There are multiple theories about dream function as well. Some
studies claim that dreams strengthen semantic memories. This is based on
the role of hippocampal neocortical dialog and general connections between sleep and memory. One study surmises that dreams erase junk data in the brain. Emotional adaptation and mood regulation are other proposed functions of dreaming.
From an evolutionary
standpoint, dreams might simulate and rehearse threatening events, that
were common in the organism's ancestral environment, hence increasing a
person's ability to tackle everyday problems and challenges in the
present. For this reason these threatening events may have been passed
on in the form of genetic memories.
This theory accords well with the claim that REM sleep is an
evolutionary transformation of a well-known defensive mechanism, the
tonic immobility reflex.
Most theories of dream function appear to be conflicting, but it
is possible that many short-term dream functions could act together to
achieve a bigger long-term function. It may be noted that evidence for none of these theories is entirely conclusive.

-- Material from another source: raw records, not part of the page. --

PR #260, opened 2020-11-29
Add support for the sRGB chunk.

de-vri-es:
This PR adds support for the `sRGB` chunk.

A new type `SrgbRenderingIntent` is added, and `Info` now has a `srgb: Option<SrgbRenderingIntent>` field.

If the decoder encounters an `sRGB` chunk, it sets the `srgb` field along with the `source_gamma` and `source_chromaticities` field (using predefined values). Any future `gAMA` or `cHRM` chunks are ignored (and the data from previous ones is overwritten).

The encoder adds the `sRGB` chunk along with the pre-defined `gAMA` and `cHRM` chunks if the `srgb` field is set. Manually defined `source_gamma` and `source_chromaticities` are ignored in this case.

I believe this conforms to the specification: https://www.w3.org/TR/2003/REC-PNG-20031110/#11sRGB

/edit: CI failure looks like the same Windows/rustup issue, unrelated to the PR contents :(

### DIFF
--- a/src/chunk.rs
+++ b/src/chunk.rs
@@ -31,6 +31,8 @@ pub const pHYs: ChunkType = ChunkType([b'p', b'H', b'Y', b's']);
 pub const cHRM: ChunkType = ChunkType([b'c', b'H', b'R', b'M']);
 /// Source system's gamma value
 pub const gAMA: ChunkType = ChunkType([b'g', b'A', b'M', b'A']);
+/// sRGB color space chunk
+pub const sRGB: ChunkType = ChunkType([b's', b'R', b'G', b'B']);
 
 // -- Extension chunks --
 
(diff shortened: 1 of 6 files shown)


de-vri-es:
Note: Maybe `SrgbRenderingIntent` should be renamed to `IccRenderingIntent` or just `RenderingIntent`, as it is more general than the use for the sRGB chunk. It doesn't appear in other places in the PNG specification though.

HeroicKatora:
CI failure was addressed in #261.

de-vri-es:
Rebased, CI now passes :)

HeroicKatora (approved):

HeroicKatora:
Thanks!

de-vri-es:
Thanks for the review :)

PR #263, opened 2020-12-07
Fix the Avg filter for encoding

okaneco:
wrapping_add produces incorrect filter results for Average. The sum of the left pixel and above pixel should not overflow and wrap around. This change mimics the implementation used in `unfilter` for Avg in `filter.rs` where the byte values are converted to u16 for addition.

> The subtraction of the predicted value from the raw byte must be done modulo 256, so that both the inputs and outputs fit into bytes. However, the sum Raw(x-bpp)+Prior(x) must be formed without overflow (using at least nine-bit arithmetic). floor() indicates that the result of the division is rounded to the next lower integer if fractional; in other words, it is an integer division or right shift operation.

6.5. Filter type 3: Average  
https://www.w3.org/TR/PNG-Filters.html

### DIFF
--- a/src/filter.rs
+++ b/src/filter.rs
@@ -198,8 +198,9 @@ pub(crate) fn filter(method: FilterType, bpp: BytesPerPixel, previous: &[u8], cu
         }
         Avg => {
             for i in (bpp..len).rev() {
-                current[i] =
-                    current[i].wrapping_sub(current[i - bpp].wrapping_add(previous[i]) / 2);
+                current[i] = current[i].wrapping_sub(
+                    ((u16::from(current[i - bpp]) + u16::from(previous[i])) / 2) as u8,
+                );
             }
 
             for i in 0..bpp {
--- a/src/filter.rs
+++ b/src/filter.rs
@@ -269,4 +269,46 @@ mod test {
             }
         }
     }
+
+    #[test]
+    fn roundtrip_ascending_previous_line() {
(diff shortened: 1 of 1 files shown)


okaneco:
Current behavior

light-3

With this patch

light-fix-3

src/filter.rs
```diff
@@ -198,8 +198,9 @@ pub(crate) fn filter(method: FilterType, bpp: BytesPerPixel, previous: &[u8], cu
         }
         Avg => {
             for i in (bpp..len).rev() {
-                current[i] =
-                    current[i].wrapping_sub(current[i - bpp].wrapping_add(previous[i]) / 2);
+                current[i] = current[i].wrapping_sub(
+                    ((u16::from(current[i - bpp]) + u16::from(previous[i])) / 2) as u8,
+                );
```
HeroicKatora, line 203: There is a `roundtrip` test some lines down. It seems to have missed this due to using very uniform input data which does not trigger the overflow bug. Could you add a second set of inputs that triger it, i.e. linear ascending sequence or something like that?

HeroicKatora:
We should backport this to `v0.16`. It seems small and annoying enough to warrant another point-release.

src/filter.rs
okaneco: I've added a test which the current master fails on.  I can combine it into one test if you think that's better.

HeroicKatora (approved):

The incorporation of waking memory events into dreams is another
area of active research and some researchers have tried to link it to
the declarative memory consolidation functions of dreaming.
A related area of research is the neuroscience basis of nightmares. Many studies have confirmed a high prevalence of nightmares and some have correlated them with high stress levels. Multiple models of nightmare production have been proposed including neo-Freudian models as well as other models such as image contextualization model, boundary thickness model, threat simulation model etc. Neurotransmitter
imbalance has been proposed as a cause of nightmares, as also affective
network dysfunction- a model which claims that nightmare is a product
of dysfunction of circuitry normally involved in dreaming. As with dreaming, none of the models have yielded conclusive results and studies continue about these questions.